Directions ▸ Go through the data below and report how many lines contain "this"; the reply holds only that number.

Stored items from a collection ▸
____________________
PR #666, opened 2021-03-11
feat(WEATHER): localized number values and support "pressure" key

mikyjazz:
- added filters to localize numeric values according to locale
- changes in CLIMATE tile
- added function filterNumber in $scope to call from anonymous functions (existing function numberFilter does not use locale)

### DIFF
--- a/scripts/directives/headerItem.html
+++ b/scripts/directives/headerItem.html
@@ -23,7 +23,7 @@
       </div>
 
       <div class="header-weather--temperature" ng-if="item.fields.temperature">
-         <span ng-bind="getWeatherField('temperature', item, {})"></span>
+         <span ng-bind="(getWeatherField('temperature', item, {}) | number:1)"></span>
          <span ng-bind="getWeatherField('temperatureUnit', item, {})"></span>
       </div>
 
--- a/scripts/directives/headerItem.html
+++ b/scripts/directives/headerItem.html
@@ -23,8 +23,8 @@
       </div>
 
       <div class="header-weather--temperature" ng-if="item.fields.temperature">
-         <span ng-bind="(getWeatherField('temperature', item, {}) | number:1)"></span>
-         <span ng-bind="getWeatherField('temperatureUnit', item, {})"></span>
+         <span ng-bind="(getWeatherField('temperature', item, {}) | number:1)"></span><!--
+         --><span ng-bind="getWeatherField('temperatureUnit', item, {})"></span>
       </div>
 
       <div class="header-weather--summary" ng-if="item.fields.summary">
--- a/scripts/directives/tile.html
+++ b/scripts/directives/tile.html
@@ -350,31 +350,31 @@
          </div>
 
          <div class="weather-temperature" ng-if="item.fields.temperature">
-            <span ng-bind="(getWeatherField('temperature', item, entity) | number:1)"></span><!--
-            --><span ng-bind="getWeatherField('temperatureUnit', item, entity)"></span>
+            <span ng-bind="(getWeatherField('temperature', item, entity) | number:1)"></span>
+            <span ng-bind="getWeatherField('temperatureUnit', item, entity)"></span>
          </div>
 
          <div class="weather-line -items">
             <span ng-if="item.fields.highTemperature" class="weather-item">
                <i class="mdi mdi-arrow-collapse-up"></i>
-               <span ng-bind="(getWeatherField('highTemperature', item, entity) | number:1)"></span><!--
-               --><span ng-bind=" getWeatherField('highTemperatureUnit', item, entity)"></span>
+               <span ng-bind="(getWeatherField('highTemperature', item, entity) | number:1)"></span>
+               <span ng-bind=" getWeatherField('highTemperatureUnit', item, entity)"></span>
             </span>
          </div>
 
          <div class="weather-line -items">
             <span ng-if="item.fields.lowTemperature" class="weather-item">
                <i class="mdi mdi-arrow-collapse-down"></i>
-               <span ng-bind="(getWeatherField('lowTemperature', item, entity) | number:1)"></span><!--
-               --><span ng-bind="getWeatherField('lowTemperatureUnit', item, entity)"></span>
+               <span ng-bind="(getWeatherField('lowTemperature', item, entity) | number:1)"></span>
+               <span ng-bind="getWeatherField('lowTemperatureUnit', item, entity)"></span>
             </span>
          </div>
 
          <div class="weather-line -items" ng-if="effectiveTileSize(page, item).width >= 140">
             <span ng-if="item.fields.humidity" class="weather-item">
                <i class="mdi mdi-water"></i>
-               <span ng-bind="(getWeatherField('humidity', item, entity) | number:0)"></span><!--
-               --><span ng-bind="getWeatherField('humidityUnit', item, entity)"></span>
+               <span ng-bind="(getWeatherField('humidity', item, entity) | number:0)"></span>
+               <span ng-bind="getWeatherField('humidityUnit', item, entity)"></span>
             </span>
             <span ng-if="item.fields.windSpeed" class="weather-item">
                <i class="mdi mdi-weather-windy"></i>
@@ -386,8 +386,8 @@
          <div class="weather-line -items" ng-if="effectiveTileSize(page, item).width < 140">
             <span ng-if="item.fields.humidity" class="weather-item">
                <i class="mdi mdi-water"></i>
-               <span ng-bind="(getWeatherField('humidity', item, entity) | number:0)"></span><!--
-               --><span ng-bind="getWeatherField('humidityUnit', item, entity)"></span>
+               <span ng-bind="(getWeatherField('humidity', item, entity) | number:0)"></span>
+               <span ng-bind="getWeatherField('humidityUnit', item, entity)"></span>
             </span>
          </div>
          <div class="weather-line -items" ng-if="effectiveTileSize(page, item).width < 140">
@@ -409,8 +409,8 @@
          <!-- DEPRECATED -->
          <div class="weather-line" ng-if="item.fields.apparentTemperature">
             Feels like
-            <span ng-bind="(getWeatherField('apparentTemperature', item, entity) | number:1)"></span><!--
-            --><span ng-bind="getWeatherField('apparentTemperatureUnit', item, entity)"></span>
+            <span ng-bind="(getWeatherField('apparentTemperature', item, entity) | number:1)"></span>
+            <span ng-bind="getWeatherField('apparentTemperatureUnit', item, entity)"></span>
          </div>
 
          <div class="weather-line" ng-if="item.fields.pollen">
@@ -419,8 +419,8 @@
          </div>
 
          <div class="weather-line" ng-if="item.fields.precipProbability">
-            <span ng-bind="(getWeatherField('precipProbability', item, entity) | number:0)"></span><!--
-            --><span ng-bind="getWeatherField('precipProbabilityUnit', item, entity)"></span>
+            <span ng-bind="(getWeatherField('precipProbability', item, entity) | number:0)"></span>
+            <span ng-bind="getWeatherField('precipProbabilityUnit', item, entity)"></span>
             chance of rain
          </div>
          <!-- ///DEPRECATED -->
--- a/scripts/directives/tile.html
+++ b/scripts/directives/tile.html
@@ -350,7 +350,7 @@
          </div>
 
          <div class="weather-temperature" ng-if="item.fields.temperature">
-            <span ng-bind="getWeatherField('temperature', item, entity)"></span>
+            <span ng-bind="(getWeatherField('temperature', item, entity) | number:1)"></span>
             <span ng-bind="getWeatherField('temperatureUnit', item, entity)"></span>
          </div>
 
@@ -365,7 +365,7 @@
          <div class="weather-line -items">
             <span ng-if="item.fields.lowTemperature" class="weather-item">
                <i class="mdi mdi-arrow-collapse-down"></i>
-               <span ng-bind="getWeatherField('lowTemperature', item, entity)"></span><!--
+               <span ng-bind="(getWeatherField('lowTemperature', item, entity) | number:1)"></span><!--
             --><span ng-bind="getWeatherField('lowTemperatureUnit', item, entity)"></span>
             </span>
          </div>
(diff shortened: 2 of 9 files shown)


styles/main.less
```diff
@@ -1685,7 +1685,7 @@ camera_stream {
       margin-right: 10px;
 
       .mdi {
-         margin: 0 0px 0 -3px;
+         margin: 0 0px 0 0px;
```
rchl, line 1688: just `margin: 0` would work but it looks like the whole selector can be removed since default is 0.

mikyjazz: with the value -3 some icons were cut off; of course it can be eliminated altogether

rchl:
I have a test tile that renders like this before (master) and after (this change):

Screenshot 2021-03-11 at 21 37 53

Screenshot 2021-03-11 at 21 38 04

Here is the tile's code:
```js
                  {
                     title: 'Home',
                     position: [6, 6],
                     height: 2.5, width: 2,
                     // classes: ['-compact'], // enable this if you want a little square tile (1x1)
                     type: TYPES.WEATHER,
                     id: 'weather.home',
                     state: function () {return 'Clear, night'}, // https://github.com/resoai/TileBoard/wiki/Anonymous-functions
                     icon: 'clear-night',
                     icons: {
                        'clear-night': 'nt-clear',
                        'cloudy': 'cloudy',
                        'exceptional': 'sunny',
                        'fog': 'fog',
                        'hail': 'sleet',
                        'lightning': 'chancestorms',
                        'lightning-rainy': 'tstorms',
                        'partlycloudy': 'partlycloudy',
                        'pouring': 'rain',
                        'rainy': 'chancerain',
                        "snowy": 'snow',
                        'snowy-rainy': 'sleet',
                        'sunny': 'sunny',
                        'windy': 'hazy',
                        'windy-variant': 'flurries'
                     },
                     states: {
                        "clear-night": "Clear, night",
                        "cloudy": "Cloudy",
                        "exceptional": "Exceptional",
                        "fog": "Fog",
                        "hail": "Hail",
                        "lightning": "Lightning",
                        "lightning-rainy": "Lightning, rainy",
                        "partlycloudy": "Partly cloudy",
                        "pouring": "Pouring",
                        "rainy": "Rainy",
                        "snowy": "Snowy",
                        "snowy-rainy": "Snowy, rainy",
                        "sunny": "Sunny",
                        "windy": "Windy",
                        "windy-variant": "Windy"
                     },
                     fields: { // most of that fields are optional
                        summary: '&sensor.dark_sky_summary.state',
                        temperature: '&sensor.dark_sky_temperature.state',
                        temperatureUnit: '&sensor.dark_sky_temperature.attributes.unit_of_measurement',
                        windSpeed: '&sensor.dark_sky_wind_speed.state',
                        windSpeedUnit: '&sensor.dark_sky_wind_speed.attributes.unit_of_measurement',
                        humidity: '&sensor.dark_sky_humidity.state',
                        humidityUnit: '&sensor.dark_sky_humidity.attributes.unit_of_measurement',

                        list: [
                           // custom line
                           'Feels like '
                              + '&sensor.dark_sky_apparent_temperature.state'
                              + '&sensor.dark_sky_apparent_temperature.attributes.unit_of_measurement',

                           // another custom line
                           'Pressure '
                              + '&sensor.dark_sky_pressure.state'
                              + '&sensor.dark_sky_pressure.attributes.unit_of_measurement',

                           // yet another custom line
                           '&sensor.dark_sky_precip_probability.state'
                              + '&sensor.dark_sky_precip_probability.attributes.unit_of_measurement'
                              + ' chance of rain',
                        ],
                     },
                  },
```

rchl:
It looks like it actually looks correct with your changes. The only thing is that the windSpeed icon still has some negative margin applied.

And of course, all the sensor values are not correct but that is expected as I don't have that sensor in HA.

scripts/directives/tile.html
```diff
@@ -350,69 +350,67 @@
...
-               <span ng-bind="getWeatherField('windSpeedUnit', item, entity)"></span>
+               <span ng-bind="(getWeatherField('windSpeed', item, entity) | number:0)"></span><!--
+            --><span ng-bind="getWeatherField('windSpeedUnit', item, entity)"></span>
             </span>
          </div>
 
-         <div class="weather-line" ng-repeat="line in item.fields.list">
-            <span ng-bind="getWeatherLine(line, item, entity)"></span>
+         <div class="weather-line -items">
+            <span ng-if="item.fields.windSpeed" class="weather-item">
```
____________________
Solution to the problem ▸ 2